PROVIDED MATERIAL -

Issue #771, opened 2018-12-07
API/JSON incosistencies


AndyScherzinger:
Hi @juliushaertl 
This is rather a question/discussion, can really say if it is to be considered a feature, a bug orr to be ignored.

Please see below the actual (0.5.1) JSON element for a card retrieved in the Android client, see https://github.com/stefan-niedermann/nextcloud-deck/pull/16#issuecomment-445237500
```
{
"title":"Fix some naughty bug",
"description":"getRandom always returns four\nThis is line two\nThis is line three",
"stackId":8,
"type":"plain",
"lastModified":1544169560,
"lastEditor":"andy",
"createdAt":1544169433,
"labels":[
{"title":"To review","color":"317CCC","boardId":"5","cardId":null,"id":18},
{"title":"Later","color":"F1DB50","boardId":"5","cardId":null,"id":20}
],
"assignedUsers":[
{"id":2,"participant":{"primaryKey":"andy","uid":"andy","displayname":"Andy"},"cardId":"24"}
],
"attachments":null,
"attachmentCount":0,
"owner":"andy",
"order":999,
"archived":false,
"duedate":"2018-12-14T07:59:20+00:00",
"deletedAt":0,
"commentsUnread":0,
"id":24,
"overdue":0
}
```
* the label/```cardId``` of the labels is always `null` and  #774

YOUR GOAL - The answer must restate each entry word for word.

YOUR SOLUTION -
Issue #771, opened 2018-12-07
API/JSON incosistencies


AndyScherzinger:
Hi @juliushaertl 
This is rather a question/discussion, can really say if it is to be considered a feature, a bug orr to be ignored.

Please see below the actual (0.5.1) JSON element for a card retrieved in the Android client, see https://github.com/stefan-niedermann/nextcloud-deck/pull/16#issuecomment-445237500
```
{
"title":"Fix some naughty bug",
"description":"getRandom always returns four\nThis is line two\nThis is line three",
"stackId":8,
"type":"plain",
"lastModified":1544169560,
"lastEditor":"andy",
"createdAt":1544169433,
"labels":[
{"title":"To review","color":"317CCC","boardId":"5","cardId":null,"id":18},
{"title":"Later","color":"F1DB50","boardId":"5","cardId":null,"id":20}
],
"assignedUsers":[
{"id":2,"participant":{"primaryKey":"andy","uid":"andy","displayname":"Andy"},"cardId":"24"}
],
"attachments":null,
"attachmentCount":0,
"owner":"andy",
"order":999,
"archived":false,
"duedate":"2018-12-14T07:59:20+00:00",
"deletedAt":0,
"commentsUnread":0,
"id":24,
"overdue":0
}
```
* the label/```cardId``` of the labels is always `null` and  #774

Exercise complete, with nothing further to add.